168.古い友
王太子視点です。しれっと魔界まで行ってます。
「彼女の本質って、何だと思う?」
「………急になんだ」
久しぶりに帰って友人の部屋に入ってのんびりしている。
いやー、やっぱりここの空気は美味しいね。
「つか、不法侵入してくるなよ」
「良いじゃん。俺らの仲だし」
「人に全部投げてった奴が何か言ってんな」
んー、酷い言われようだ。
カトラル……今はヴァーミリオンだっけか。いつになってもこいつは苦労人だな。
昔はやりたい放題の俺たちをまとめて、今はいなくなった皇子の代わりに仕事して。
………想像以上にハードだな。あいつがいれば楽だったろうけど。
「つか、いるなら手伝えよ」
「えー、書類仕事パス」
「時期国王がそれで良いのかよ」
優秀な部下がいるからね。それよりも、
「彼女、死んでるよね? 正確には、一度死んでる」
「…………お前が他人に興味を持つなんて珍しいな」
「だって気になるじゃん。『魔力の泉』なんて」
生き物にはそれぞれ、器がある。
その器には満杯の水が入っていて、その水が魔力、器は身体。器から水が溢れることはなく、使うときは器から必要分の水を掬う感覚だ。
それを『魔力の泉』は無視している。
器から止めどなく溢れる水。そして器の下で水を受け止めるまた別の器。常に満杯であり、枯れることがない。まさに泉。それを人間が耐えきることなどできない。だからこそ、再従妹殿は一度死んでいるはずなのだ。
「一度器を壊し、新たに形成しないと耐えきるなんて無理だろ」
「…………それは学者としての意見か?」
「そうだね。『魔力の泉』に耐えきれる存在を俺は知らない。あるとすれば、龍王の子ども。人間では不可能だろ」
まあ、その龍王の子どもも、もう死んでるんだけどね。俺もその子どもが生まれる前に死んじゃったし。

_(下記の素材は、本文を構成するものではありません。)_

PR #4499, opened 2021-08-17
CP-37898: Make winbind encryption types configurable

liulinC:
Trunk limit the encryption methods to `strong` to improve securirty.
However, There may be some existing environment with legacy encryption
like RC4-HMAC. Limit the `strong` encryption may break LCM customers.

This commit set encryption type to `strong` as default
and will configure it to `all` during back port

Details: https://www.samba.org/samba/docs/current/man-html/smb.conf.5.html

### DIFF
--- a/ocaml/xapi/extauth_plugin_ADwinbind.ml
+++ b/ocaml/xapi/extauth_plugin_ADwinbind.ml
@@ -691,7 +691,10 @@ let config_winbind_damon ~domain ~workgroup ~netbios_name =
       ; Printf.sprintf "winbind cache time = %d" !Xapi_globs.winbind_cache_time
       ; Printf.sprintf "machine password timeout = %d"
           !Xapi_globs.winbind_machine_pwd_timeout
-      ; "kerberos encryption types = strong"
+      ; Printf.sprintf "kerberos encryption types = %s"
+          (Kerberos_encryption_types.Winbind.to_string
+             !Xapi_globs.winbind_kerberos_encryption_type
+          )
       ; Printf.sprintf "workgroup = %s" workgroup
       ; Printf.sprintf "netbios name = %s" netbios_name
       ; "idmap config * : range = 3000000-3999999"
--- a/ocaml/xapi/xapi_globs.ml
+++ b/ocaml/xapi/xapi_globs.ml
@@ -917,6 +917,9 @@ let winbind_machine_pwd_timeout = ref (7 * 24 * 3600)
 
 let winbind_update_closest_kdc_interval = ref (3600. *. 24.) (* every day *)
 
+let winbind_kerberos_encryption_type =
+  ref Kerberos_encryption_types.Winbind.Strong
+
 let tdb_tool = ref "/usr/bin/tdbtool"
 
 let sqlite3 = ref "/usr/bin/sqlite3"
@@ -1254,6 +1257,20 @@ let other_options =
     , Arg.Set_string extauth_ad_backend
     , (fun () -> !extauth_ad_backend)
     , "Which AD backend used to talk to DC"
+    )
+  ; ( "winbind_kerberos_encryption_type"
+    , Arg.String
+        (fun s ->
+          Option.iter
+            (fun k -> winbind_kerberos_encryption_type := k)
+            (Kerberos_encryption_types.Winbind.of_string s)
+          )
+    , (fun () ->
+        Kerberos_encryption_types.Winbind.to_string
+          !winbind_kerberos_encryption_type
+        )
+    , "Encryption types to use when operating as Kerberos client \
+       [strong|legacy|all]"
     )
   ; ( "website-https-only"
     , Arg.Set website_https_only
--- a/ocaml/xapi-aux/kerberos_encryption_types.ml
+++ b/ocaml/xapi-aux/kerberos_encryption_types.ml
@@ -1,0 +1,40 @@
+(*
+ * Copyright (C) 2006-2009 Citrix Systems Inc.
+ *
+ * This program is free software; you can redistribute it and/or modify
+ * it under the terms of the GNU Lesser General Public License as published
+ * by the Free Software Foundation; version 2.1 only. with the special
+ * exception on linking described in file LICENSE.
+ *
+ * This program is distributed in the hope that it will be useful,
+ * but WITHOUT ANY WARRANTY; without even the implied warranty of
+ * MERCHANTABILITY or FITNESS FOR A PARTICULAR PURPOSE.  See the
+ * GNU Lesser General Public License for more details.
+ *)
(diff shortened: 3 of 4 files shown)


ocaml/xapi/extauth_plugin_ADwinbind.ml
```diff
@@ -70,6 +70,34 @@ type domain_info = {
...
+    | "legacy" ->
+        Legacy
+    | "strong" ->
+        Strong
+    | _ as v ->
+        debug "Invalid kerberos type %s use default %s" v (to_string default) ;
+        default
+
+  let get () =
+    !Xapi_globs.winbind_kerberos_encryption_type |> of_string |> to_string
```
lindig, line 98: This should return `t` or otherwise it does not make much sense.

ocaml/xapi/xapi_globs.ml
```diff
@@ -917,6 +917,8 @@ let winbind_machine_pwd_timeout = ref (7 * 24 * 3600)
 
 let winbind_update_closest_kdc_interval = ref (3600. *. 24.) (* every day *)
 
+let winbind_kerberos_encryption_type = ref "strong"
```
lindig, line 920: Why are we strong a string and not the proper type?

ocaml/xapi/extauth_plugin_ADwinbind.ml
liulinC: why it should return `t`, 
I want to use `of_string` and `to_string` to check the string value validation and provide default value if not, does not make sense?

ocaml/xapi/xapi_globs.ml
liulinC: I think the configuration part only take care of the configurations, and let the logic part (winbind) take care of the types.

lindig: By using the proper type you need to validate the incoming string only once. Now anything could be in that string and any client needs to validate it

ocaml/xapi/extauth_plugin_ADwinbind.ml
psafont: > why it should return t,

The client that needs to check properties of the value will be forced to parse again the string. I prefer the interface to return `t` and the user convert to string if needed.

ocaml/xapi/extauth_plugin_ADwinbind.ml
```diff
@@ -70,6 +70,34 @@ type domain_info = {
         (* Persist netbios_name to support hostname change *)
 }
 
+module KerberosEncryptionTypes = struct
```
lippirk, line 73: i believe the purpose of this module is to validate `Xapi_globs.winbind_kerberos_encryption_type`, which you do in just one function:

```
let get_encryption_type () =
  let s = !Xapi_globs.winbind_kerberos_encryption_type in
  if List.mem s ["strong"; "all"; "legacy" ] then s else ( debug "some warning" ;  "strong" )
```

i'm not sure i see the benefit of the variant type

liulinC:
Thanks all for the help to review, 

Given we have limited usage of this configuration item, I would like to take @lippirk 's advice to keep it simple, and remove the internal type.
However,  I still want to use module to group the related codes. (give variable meaningful names and avoid define them in function which will run again and again)

lippirk (approved):

lindig:
I think a stronger approach would:

* Use a sum type to represent the state; this would limit the state that can be represented to the legal states
* Use `from_string` to convert a string and validate it
* Use `to_string` to create a string representation

I understand that this is fairly inconsequential for this particular case. I'm not going to approve this but also not going to block this.

liulinC:
> I think a stronger approach would:
> 
> * Use a sum type to represent the state; this would limit the state that can be represented to the legal states
> * Use `from_string` to convert a string and validate it
> * Use `to_string` to create a string representation
> 
> I understand that this is fairly inconsequential for this particular case. I'm not going to approve this but also not going to block this.

Is this the original commit? :cry:

ocaml/xapi/xapi_globs.ml
psafont, line 920: In practice this is a default value. I don't like the default string being in two different modules. Please use a variant type (like before), or find a way to define it only once and refer to that binding from modules that use it.

liulinC:
@lindig @psafont @lippirk 
The configuration file parse only support several simple types like string, float, bool, https://github.com/xapi-project/xcp-idl/blob/master/lib/xcp_service.ml#L55, so I put the variable type parse in the logic module just as initial commit, 
Please let me know if you got better idea.

psafont:
Variants can be read from strings using Arg.String, see https://github.com/psafont/xen-api/commit/40e81edec73d2c965a739709f640fc200f204ea4

ocaml/xapi/xapi_globs.ml
```diff
@@ -1255,6 +1257,12 @@ let other_options =
     , (fun () -> !extauth_ad_backend)
     , "Which AD backend used to talk to DC"
     )
+  ; ( "winbind_kerberos_encryption_type"
+    , Arg.Set_string winbind_kerberos_encryption_type
```
lindig, line 1261: I think this should use `Arg.String`, which calls a function that validates the string and stores a value of the proper type directly such that we never deal with the string.  Most of the problems above come from using `Set_string`.

lindig (approved):

ocaml/xapi/xapi_globs.ml
```diff
@@ -1255,6 +1258,19 @@ let other_options =
     , (fun () -> !extauth_ad_backend)
     , "Which AD backend used to talk to DC"
     )
+  ; ( "winbind_kerberos_encryption_type"
+    , Arg.String
+        (fun s ->
+          winbind_kerberos_encryption_type :=
```
psafont, line 1264: This will set the encryption to Strong if the user get the value wrong. For example if it tries to set it to `lagacy`. While this is safe to do security-wise, it might be surprising to the user.

making `of_string` return an option and using option.iter here would be a noop instead of setting it to default when the value is incorect.

psafont (approved):

ocaml/xapi/xapi_globs.ml
liulinC: We have to make a decision even user input typo, 
will not return an option confuse user?

psafont: the option is not exposed to the user, see https://github.com/psafont/xen-api/commit/40e81edec73d2c965a739709f640fc200f204ea4#diff-587411f4c101b535ce411cd08905e6001eda94b44c4e76c889b19dbf5f1e8dd6R933

psafont (approved):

「見たかったな、龍王の子ども。あーあ、あんとき簡単に死んじゃったからなぁ」
「それはお前の不注意だ。俺のせいじゃねぇぞ」
「知ってる。でもフローリアとかバカみたいに泣いてたじゃん」
「あれはまあ。仕方ないだろ」
仕方ないとか言ってるけど、お前無理だとか言ってすぐに俺のこと切り捨てたの覚えてるからな?
「守護者ってそんな特別なのかね」
「…………嫌みか?」
「だってあんま知らないし。世界樹と守護者のこと」
魔界と天界の境にある浮島の中央にある大樹。世界を管理してるだのなんだのとか。まあ、興味ないけどさ。その守護者とやらが、こいつらしい。
「別に特別なことは何もしないが、何が起こってるのか誰に聞くでもなく把握できるのは利点だな」
「それ、君の天使にも適用されるの?」
「ない。俺が守護者なだけであって、あれは他だからな」
…………こいつは、元神族。だからこいつの天使も守護者の役割があると思ったけれど、違うらしい。
「…………他人を道具として見るのは変わらずか?」
「問題ないだろ。そう見ててもどうせ勝手についてくる」
こいつ、本当に再従妹殿に似てるよね。
「じゃ、俺帰るね」
これ以上いると殺られそうなため、さっさと逃げる。
勝手に出てきたけど、あっちじゃ何日経ってるのかな。やばい、怒られそう。